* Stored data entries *
- - -

PR #1576, opened 2022-03-11
build: use rust-toolchain 1.56.0

DrPeterVanNostrand:
This allows us to have dependencies that use Rust 2021 edition.


cryptonemo:
Place your bets folks -- the darwin CI job will timeout trying to download the SRS file ... again :-(

PR #1577, opened 2022-03-17
fix data race when create label

OneMore14:
After each layer calls create_layer_labels()，the parents_cache's cursor has drifted. At the beginning of creating the next layer label, ring_buf may read wrong data. And the error really happened widely. Although the labels are wrong, the sector can still pass C2 because [PoRep Challenges](https://spec.filecoin.io/#section-algorithms.sdr.porep-challenges) only challenge a small part of nodes. 

This error also causes a sector can't be unsealed correctly.

(This is my first pull request for open source project, if I did something wrong, please let me know, thank you~)

### DIFF
--- a/storage-proofs-porep/src/stacked/vanilla/create_label/multi.rs
+++ b/storage-proofs-porep/src/stacked/vanilla/create_label/multi.rs
@@ -487,6 +487,8 @@ pub fn create_labels_for_encoding<Tree: 'static + MerkleTreeTrait, T: AsRef<[u8]
             parents_cache.finish_reset()?;
         }
 
+        parents_cache.store_consumer(0);
+
         create_layer_labels(
             &parents_cache,
             replica_id.as_ref(),


OneMore14:
More explanation: each layer calls ```parents_cache.store_consumer(1);```. But before that statement, the codes spawn some threads to run ```create_label_runner()```. So this error may only occurs when multi core replication and layer 2-11(the cache cursor is default 0 when creating the first layer)

vmx:
@OneMore14 Thanks for the PR. I wonder how this change fixes issues. To me it seems that at this location on the code, the consumer is always already set to 0. Let me explain.

You are saying that it only happens at layers 2-11, so let's look only at this case. We get into the code path at https://github.com/filecoin-project/rust-fil-proofs/blob/27f15df5ae4345cc91b6175912dc955c8bade8e9/storage-proofs-porep/src/stacked/vanilla/create_label/multi.rs#L486-L488. It calls `parents_cache.finish_reset()`. When looking at the source of `finish_reser()`: https://github.com/filecoin-project/rust-fil-proofs/blob/27f15df5ae4345cc91b6175912dc955c8bade8e9/storage-proofs-porep/src/stacked/vanilla/memory_handling.rs#L181-L188 There at line 186 we already call `self.store_consumer(0);`.

What am I missing?

OneMore14:
@vmx   emmm... I'm sorry I did't find [this pr](https://github.com/filecoin-project/rust-fil-proofs/pull/1535) before. Actually we talk about the same issue. I found this error last year but I did't check the updated codes carefully. you can close this pr, sorry for waste your time

vmx:
@OneMore14 No worries. It's good to see that we fixed an issue that also others were seeing.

- - -

* Work to complete *
If a line of the records above holds the word "your", show it.

* Exercise output *
Place your bets folks -- the darwin CI job will timeout trying to download the SRS file ... again :-(
@vmx   emmm... I'm sorry I did't find [this pr](https://github.com/filecoin-project/rust-fil-proofs/pull/1535) before. Actually we talk about the same issue. I found this error last year but I did't check the updated codes carefully. you can close this pr, sorry for waste your time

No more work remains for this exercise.